What is Substantive equality?
- Substantive equality is a substantive law on human rights that is concerned with equality of outcome for disadvantaged and marginalized people and groups and generally all subgroups in society.
- Substantive equality recognizes that the law must take elements such as discrimination, marginalization, and unequal distribution into account in order to achieve equal results for basic human rights.
- It derives primarily from Marxists and Communists.
- Substantive equality is distinct from formal equal opportunity, which ensures equal opportunity based on meritocracy, but not equal outcomes for subgroups.
- Substantive equality can include affirmative action and quota systems including gender quotas and racial quotas.
- In a string of rulings given over the last seven years, CJI Chandrachud has referred to substantive equality to stress that reservation is a facet of merit, and not an exception to the merit rule.
Reservation as facet of Equality:
- Reservation is a form of positive discrimination, created to promote equality among marginalized sections, so as to protect them from social and historical injustice.
- Generally, it means giving preferential treatment to marginalized sections of society in employment and access to education.

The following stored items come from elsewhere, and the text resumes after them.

PR #13921, opened 2021-01-31
Remove setHasStableIds

zwarm:
parent #13328 

This PR addresses a [comment](https://github.com/wordpress-mobile/WordPress-Android/pull/13900#pullrequestreview-578171638) in PR #13900

"When I click on "Restore site" it navigates me to Warning screen -> there is a noticeable animation glitch -> the cancel button appears after a delay and the confirmation button changes it's vertical position a bit"

To fix the issue I removed `setHasStableIds(true)` because the adapter is being reused and the view holders are not the same. 

**To test:**
- Launch the app
- Navigate to Activity Log
- Tap on the more menu for an item
- Tap on Restore to this point
- Tap on Restore Site to get to the warning view
- Note that the Cancel button doesn't jump and confirmation button doesn't change position.

PR submission checklist:


ParaskP7 (approved):
👋 @zwarm  !

I have reviewed and tested this PR as per the instruction, good fix! 🌟

PR #13924, opened 2021-02-01
Issue/13326 navigate to scan screen from detail

malinajirka:
Parent issue #13326

This PR update the approach used to propagate data from ThreatDetail screen to Scan screen. 

The previous approach was using "startActivityForResult(ThreatDetail)/setResult". The ThreatDetail screen would set a flag in the result and the Scan screen would read this flag and force update the screen. This approach is great when the ThreatDetail screen is always started from Scan screen, but it's not the case anymore. We need to start ThreatDetail screen even from Scan History screen and perhaps even from notifications in the near future.

The new approach uses "startActivity(ThreatDetail)/startActivity(Scan)" . The ThreatDetail screen requests "startActivity(Scan screen)" with "clear top | single top" flags. If the Scan screen is already on the backstack, it's "onNewMethod" is invoked and the screen is force updated. If the Scan screen is not on the backstack, it's started from scratch in which case we don't need to force update it, because the screen always fetches new data on initialization.

Known issues:
1. When "fix threat" action is invoked from a detail of an ignored threat, the progress indicator on the Scan screen is not visible.

To test:
Prerequisites:
- A threat is added to the testing site. In case you run out of threats, re-install bad calendar plugin and re-run scan.
- Scan feature flag is enabled
1. Open Scan screen
2. Start scan
3. Open detail of the found threat
4. Click on "Fix threat" button
5. Notice the app redirects you back to the "Scan" screen and the correct progress state + snackbar is shown

----------------------------
Prerequisites:
- A threat is added to the testing site. In case you run out of threats, re-install bad calendar plugin and re-run scan.
- Scan feature flag is enabled
1. Open Scan screen
2. Start scan
3. Open detail of the found threat
4. Click on "Ignore threat" button
5. Notice you get redirected back to the "scan" screen and snackbar is shown
6. Open History
7. Open detail of the ignored threat
8. Click on "Fix threat" button
9. Notice the app redirects you back to the "Scan" screen, snackbar is shown (there is a known bug, the progress indicator is not visible)

PR submission checklist:

### DIFF
--- a/WordPress/src/main/java/org/wordpress/android/ui/ActivityLauncher.java
+++ b/WordPress/src/main/java/org/wordpress/android/ui/ActivityLauncher.java
@@ -10,6 +10,7 @@ import android.text.TextUtils;
 
 import androidx.annotation.NonNull;
 import androidx.annotation.Nullable;
+import androidx.annotation.StringRes;
 import androidx.core.app.TaskStackBuilder;
 import androidx.fragment.app.Fragment;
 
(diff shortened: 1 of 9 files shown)


ashiagr (approved):
Works like a charm 🎉 except of the progress bar display issue which we discussed will be fixed in a separate PR.

Thanks for this refactoring to support fixing from scan history 👍!

PR #13926, opened 2021-02-01
Jetpack Section: Connect Backup Download with Activity Log/Backup Screen

ParaskP7:
Parent #13329

This PR connects the backup download flow with the activity log/backup screens. This means that this PR makes sure that when a user presses the `Ok, notify me!` button or presses/swipes back (triggering the `onBackPressed()`), while backup download is in progress from within the backup download screen, then a backup progress row appears on the activity log screen immediately.

⚠️ It seems that on some very rare occasions when the backup download `data` is empty and a `null` model is returned back to the `store` then this can end up not overriding the previous progressing state, leaving the progress item loading on screen indefinitely (see `ActivityLogStore.fetchBackupDownloadState(...)`). @zwarm we should discuss that together to figure out what to do with that since just returning a `null` model it seems to not cover all cases to a 100%.

To test:

#### Scenario.1 (Backup download flow)

* Enable `BackupDownloadFeatureConfig`, scroll down and click the `RESTART THE APP` button. 
* Find a rewindable item from the list, click on the ellipsis menu item and select `Download backup` to launch the `Backup Download` screen,
* Click the `Create downloadable file` button.
* You should automatically be navigated back to the `Activity Log` screen and a backup status will be triggered,
* The backup progress item should immediately appears. Make sure the backup timestamp is available on this progress item.
* A snackbar should immediately appear informing that the backup just started. Make sure the backup timestamp is available on the snackbar.
* Make sure the ellipsis menu item, for every rewindable item, is not shown while backup progress is ongoing.
* Wait for backup to finish while having the `Activity Log` screen open both, within the app and the web (so you can see the actual progress),
* When backup finishes (looking on the web), a backup (push) notification should appears.
* Then, the backup progress item should disappear (after at least 5'' seconds, due to the while loop check status delay).
* A pull-to-refresh should be automatically triggered.
* A snackbar should immediately appear informing that the backup just completed. Make sure the backup timestamp is available on the snackbar.
* Make sure the ellipsis menu items, for every rewindable item, is now shown again.

#### Scenario.2 (Restore and backup download flow)

* Do all the above, but combine that with triggering a `Restore` first.
* Make sure that both the restore and backup progress item appear (and disappear) on/from the screen.
* Make sure that both the restore and backup snackbars appear (and disappear) on/from the screen

PS: As always, I suggest doing a commit-by-commit review, from within the IDE, as this will make it much easier for you to review the overall solution. If you need to focus on the feature itself and not the refactor or tests filter the commits by `Feature` to get a quick overall.

**Merge Instructions**

1. ~~Make sure PR #13914 is merged to `develop`~~.
2. ~~Remove the `Not Ready for Merge` label~~.
3. Merge this PR.

PR submission checklist:


WordPress/src/main/java/org/wordpress/android/viewmodel/activitylog/ActivityLogViewModel.kt
```diff
@@ -554,6 +618,56 @@ class ActivityLogViewModel @Inject constructor(
...
+                reloadEvents(
+                        backupDownloadEvent = BackupDownloadEvent(
+                                displayProgress = true,
+                                isCompleted = false,
+                                rewindId = state.rewindId,
+                                published = state.published
+                        )
+                )
+            }
+            is BackupDownloadRequestState.Complete -> if (isBackupDownloadProgressItemShown) {
```
ashiagr: Nitpick 🔍: In a when statement, if a branch is more than a single line, consider separating it from adjacent case blocks with a blank line.

Feel free to ignore it if you preferred consistency over this.

ashiagr (commented):
Great job @ParaskP7! I reviewed each commit and every commit message included the right information! If I noted any minor issue in one commit, I saw it fixed in the next few commits, so I don't really have any review comments :).

I just noticed that sometimes progress bar wasn't displayed even after snackbar to inform download has started was shown.

https://user-images.githubusercontent.com/1405144/106577154-0631e400-6564-11eb-81e4-6ea058d2f718.mov

Is it related to the issue you mentioned in the description?

Tested on: https://pressable-jetpack-complete.mystagingwebsite.com/

ParaskP7:
> Great job @ParaskP7! I reviewed each commit and every commit message include the right information! If I noted any minor issue in one commit, I saw it fixed in the next few commits, so I don't really have any review comments :).

🙏 

> I just noticed that sometimes progress bar wasn't displayed even after snackbar to inform download has started was shown.

Thanks so much for the thorough testing @ashiagr ! 🌟 

From the video you shared, I am seeing a couple of things happening:
1) In general, the `Backup Download` is very fast, it might even last few seconds, like less than `5 secs`. This is at least what I experienced when testing my site (https://petrosatwork.blog). This means that if you exclude items from the download, it would be even faster. Also, we have a delay of `5 secs` which might magnify this behavior. For example, if we had a delay of `1 secs` maybe that would have been better. What I tried to do is to launch a `Backup Download` from its dedicated screen (as you did) and immediately press the `Ok, notify me` or back button to check behavior. I am not sure If this can be further optimised.
2) I noticed that you triggered a pull-to-refresh right after triggering `Ok, notify me`. This again might caused an issue as such. A user would normally not need to do that and the `Backup` progress row should appear immediately (or after a quick second at least).

> Is it related to the issue you mentioned in the description?

Actually no, this is not related to the issue I mentioned. The issue I mentioned is causing a `Backup` progress row to keep being persisted in the UI even when a `Backup Download` is complete. This is due to the fact that we do not persist in the database when a empty response is returned from the API (or clear the state in the database for that matter). Thus, we might get a `Backup Download` persisted at ie. `88% progress`, then instead of getting a complete event, we might get an empty event, at which case the `88% progress` persisted state will not be reset and shown in the UI until another `Backup Download` get triggered. We already discuss about it with @zwarm yesterday and we said we will add a couple of action items on the parent tickets, both `Restore` *13328 and** `Backup Download` #13329, since it might even happen for `Restore`, and deal with them later on. @malinajirka I am shamelessly mentioning you here as well so you are aware of that.

WordPress/src/main/java/org/wordpress/android/viewmodel/activitylog/ActivityLogViewModel.kt
ParaskP7: 👋 @ashiagr !

Thanks for the comment. 🙏 Can you please elaborate on that because I am not 100% sure I understand?

Also, what if I do the below and extract the logic in private fucntions:
```
    private fun handleBackupDownloadStatus(state: BackupDownloadRequestState) {
        when (state) {
            is BackupDownloadRequestState.Progress -> handleBackupDownloadStatusForProgress(state)
            is BackupDownloadRequestState.Complete -> handleBackupDownloadStatusForComplete(state)
            else -> Unit // Do nothing
        }
    }
```

ParaskP7: PS: Same apply for the `Restore` status:
```
    private fun handleRestoreStatus(state: RestoreRequestState) {
        when (state) {
            is RestoreRequestState.Progress -> handleRestoreStatusForProgress(state)
            is RestoreRequestState.Complete -> handleRestoreStatusForComplete(state)
            else -> Unit // Do nothing
        }
    }
```

ashiagr: It's such a minor thing, I just wanted to know what you think of this example from [Formatting control flow statements](https://kotlinlang.org/docs/reference/coding-conventions.html#formatting-control-flow-statements) 

```
private fun parsePropertyValue(propName: String, token: Token) {
    when (token) {
        is Token.ValueToken ->
            callback.visitValue(propName, token.value)
<blank line>
        Token.LBRACE -> { // ...
        }
    }
}
```

> what if I do the below and extract the logic in private fucntions:

Works for me 👍

ashiagr:
> In general, the Backup Download is very fast, it might even last few seconds, like less than 5 secs. This is at least what I experienced when testing my site (https://petrosatwork.blog). This means that if you exclude items from the download, it would be even faster. Also, we have a delay of 5 secs which might magnify this behavior. For example, if we had a delay of 1 secs maybe that would have been better. 

Yep I agree, progress bar might not have been shown as the download might have been completed very fast.
Shouldn't we still see a snackbar that download was complete? I think I didn't see it either.

WordPress/src/main/java/org/wordpress/android/viewmodel/activitylog/ActivityLogViewModel.kt
ParaskP7: Hmm... Didn't know that this convention existed @ashiagr , thanks for letting me know! 🙏 

I think what that convention tries to say applies when you don't have braces, then it does make sense to have an empty line in between in order to avoid confusion. 👍 However, we you do have braces, maybe this does not apply since the end brace is already adding this effect, wdyt?

PS: I make the extract refactoring for now, but will definitely keep that in mind going forward, thanks for sharing! ❤️

ParaskP7: This is now done here: b0c8190125bd76c4d8c2d20d5bb382a06f4fd945

ashiagr: Thank you for the explanation, makes sense 🙇‍♀️.

ParaskP7:
> Yep I agree, progress bar might not have been shown as the download might have been completed very fast.
Shouldn't we still see a snackbar that download was complete? I think I didn't see it either.

Unfortunately, the way it is done atm, we should only see the snackbar if the code goes through the `Complete` status, which will then trigger the `reloadEvent(...)` with a `BackupDownloadEvent.isCompleted` field set to `true`. But, in that case we are not going through that flow since the `Activity Log` screen will not receive this event at all.

ashiagr:
> Unfortunately, the way it is done atm, we should only see the snackbar if the code goes through the Complete status, which will then trigger the reloadEvent(...) with a BackupDownloadEvent.isCompleted field set to true. But, in that case we are not going through that flow since the Activity Log screen will not receive this event at all.

Alright, I just wanted to discuss this scenario before approving the PR. I think it is fine to be with this behaviour for now. I'm approving this PR now. Feel free to merge it when CI is done. Issue you mentioned in the description can be fixed in another PR.

ashiagr (approved):

ParaskP7:
> Alright, I just wanted to discuss this scenario before approving the PR. I think it is fine to be with this behaviour for now. I'm approving this PR now. Feel free to merge it when CI is done. Issue you mentioned in the description can be fixed in another PR.

Once again, thank you so much for the thorough review! 🙏 

I believe you are correct, I have the same feeling about it. I think it is okay to have such a behavior for the MVP. Also, it might be okay to proceed with merging even with the warning (⚠️) issue I mentioned in my description. We can keep improving as we go.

Reservation as limiting Efficiency:
- Article 335 of the Constitution, which provides for reservation for SCs and STs in services and posts, states that the reservation must be taken consistently with the maintenance of efficiency of administration.
- In the discourse on reservation in the Supreme Court that put emphasis on “maintaining efficiency of service”, reservation was effectively seen as being detrimental to “efficiency”, while “merit” was equated with efficiency.
- In the 1992 Indra Sawhney judgment, the SC held that reservations in promotions would dilute efficiency in administration.
- The Constitution (Seventy-seventh) Amendment Act, 1995 inserted Article 16(4A) to allow “consequential seniority”, which meant that the seniority attained by a reserved-category candidate over his peer in the general category by being promoted earlier would be retained for the next promotion.